Mapping Solution: Aerial photography is captured in stereo.  After photogrammetric processing (triangulation), the images can be viewed in stereo and 3D measurements can be created - including a 3D model (digital elevation model) of the terrain surface.  The terrain surface is then applied to the original aerial photographs to create digital orthophotos.  If processed correctly, orthophotos will be relatively free of geometric distortion.  This is important because accurate measurements (e.g. distance between two locations) can then be made from them.

Well, it looks like Google ran into the same problem with regards to scanning books....

Book Scanning Problem: Because of their designs, the surface of a book is not flat when you open it.  Rather, it curves out from the spine.  This presents a problem for optical character recognition systems, which typically require the page being scanned to be on a flat surface (e.g. remove the spine of the book and run the pages through a flat-bed scanner).

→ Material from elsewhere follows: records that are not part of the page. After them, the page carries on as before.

PR #244, opened 2017-03-21
Wrap REF and ALT column (amplicon report)

JureZmrzlikar:


resolwe_bio/tools/make_report.py
```diff
@@ -3,6 +3,7 @@
 from __future__ import division
 
 import os
+import re
```
jkokosar: Unused import?

PR #247, opened 2017-03-28
Make PCA consistent with Hierarchical clustering

lukaw3d:
Previously, PCA returned `expression data ids` in a field `samples`,
while Hierarchical Clustering returned `sample ids` in a field `sample_ids`.


resolwe_bio/processes/clustering/pca.yml
```diff
@@ -45,18 +45,18 @@
...
       re-save proc.rc $?
       re-save proc.progress 0.1
 
-      obj_id=${obj_id%?}
-      exp=${exp%?}
+      sample_ids=${sample_ids%?}
+      exp_files=${exp_files%?}
 
       re-save proc.rc $?
       re-save proc.progress 0.2
```
JenkoB: For clustering it we added checking if is the source of selected genes the same as the source of expression files, dose it make sense to add this here?

mstajdohar:
Rebase to master

PR #257, opened 2017-04-19
Change iCount-demultiplex tool persistence to TEMP

jkokosar:


jkokosar:
To have this process run on a separate, high priority worker. This process triggers a new process via resdk - new processes must finished for the parent process to finish also. If only one worker is available, this gets you in the deadlock situation.

mstajdohar:
Fix tests.

PR #262, opened 2017-04-24
Fix filters

hadalin:
The question is are these patches even necessary? Why not use `entity` in the first place or is `sample` used for backwards compatibility?


jkokosar:
@hadalin @dblenkus What is the status of this PR? If it looks ok, please rebase and merge.

PR #264, opened 2017-04-25
Add IGV to archive samples process

JenkoB:
@jkokosar @mstajdohar please review


resolwe_bio/tools/make_igv_session_archive.py
```diff
@@ -0,0 +1,38 @@
+#!/usr/bin/env python3
+# pylint: disable=missing-docstring,invalid-name,import-error
+"""Create IGV session for archive."""
+from __future__ import absolute_import, division, print_function, unicode_literals
```
jkokosar: Since you are using Python3, this import is not required.

resolwe_bio/tools/make_igv_session_archive.py
```diff
@@ -0,0 +1,38 @@
...
+
+parser = argparse.ArgumentParser(description='Create igv session')
+
+parser.add_argument("-f", "--files", nargs='+', required=True, help="List of files")
+
+args = parser.parse_args()
+
+Global = etree.Element(
+    'Global',
+    genome='hg19',
```
jkokosar: Expose this as a function parameter, so we can prepare different archiver processes that use different genomes.

JenkoB:
Fixed.

mstajdohar:
Rebase please

PR #265, opened 2017-04-25
Change rna-seq schema (field starnded)

JenkoB:
@jkokosar please review

### DIFF
--- a/resolwe_bio/descriptors/bbduk-star-htseq.yml
+++ b/resolwe_bio/descriptors/bbduk-star-htseq.yml
@@ -15,7 +15,7 @@
 
 - slug: rna-seq-quantseq
   name: RNA-Seq
-  version: 0.0.1
+  version: 0.0.2
   description: RNA-Seq template
   schema:
     - name: trimming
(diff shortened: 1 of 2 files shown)


resolwe_bio/descriptors/bbduk-star-htseq.yml
```diff
@@ -38,9 +38,9 @@
       type: basic:string
       default: 'yes'
       choices:
-        - label: 'Yes'
+        - label: 'Forward'
```
jkokosar: Shouldn't this be just "Stranded"? Also, consider adding description to this field. From the htseq-count manual:

-s <yes/no/reverse>, --stranded=<yes/no/reverse>
whether the data is from a strand-specific assay (default: yes)

For stranded=no, a read is considered overlapping with a feature regardless of whether it is mapped to the same or the opposite strand as the feature. For stranded=yes and single-end reads, the read has to be mapped to the same strand as the feature. For paired-end reads, the first read has to be on the same strand and the second read on the opposite strand. For stranded=reverse, these rules are reversed.

PR #268, opened 2017-05-10
Add Dicty primary analysis schema

jkokosar:


resolwe_bio/descriptors/dicty.yml
```diff
@@ -0,0 +1,12 @@
+- slug: dicty-align-reads
+  name: Align reads (dicty)
+  version: 0.0.1
+  description:  Dicty primary analysis schema.
```
mstajdohar: This description will be displayed on the first recipe card. I suggest not to use the word schema, but rather explain the pipeline.

PR #277, opened 2017-05-22
Derive output filenames in hisat2 from reads filename

mzganec:


mstajdohar:
Write tests (examples that have failed before), mention the fix in the change log and review the commit message—it's quite long.

dblenkus:
Commit message should be limited to 70 (as advised by @tjanez), so length is not a problem. But try to be more specific, i.e. which process have you fixed,... And I also don't see nothing related to the "avoid **copying reads** before alignment" part.

mzganec:
@mstajdohar The test now provides an example that fails using the original hisat2 process.
@dblenkus You are correct, copying reads before alignment was related to an intermediate, but now obsolete version.

mzganec:
Please merge into master.

PR #280, opened 2017-05-30
Fix protocol labels in rna-seq-quantseq descriptor schema

mzganec:
https://github.com/genialis/bug-reports/issues/15
Fix protocol labels following the suggestion by @rafecooks.


mzganec:
Please review and merge with master.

Book Scanning Solution: According to the patent, Google uses a system of two cameras and infra-red light to capture a stereo image pair of the pages.  Then a "three-dimensional image" of the pages is created, which is then used to geometrically correct the original images.  The "three-dimensional surface" seems to be what we would call a digital elevation model.  The final product is a geometrically corrected image that is suitable for optical character recognition.

Sounds very similar to the orthorectification process, doesn't it?  Instead of an IR camera we have the sun, and instead of curving pages we have the terrain of the earth.  The underlying problem in both cases is similar.  The main difference is that instead of using two cameras, in photogrammetry the norm would involve the use of a single camera on a moving platform (aircraft or satellite).  But it is the same idea...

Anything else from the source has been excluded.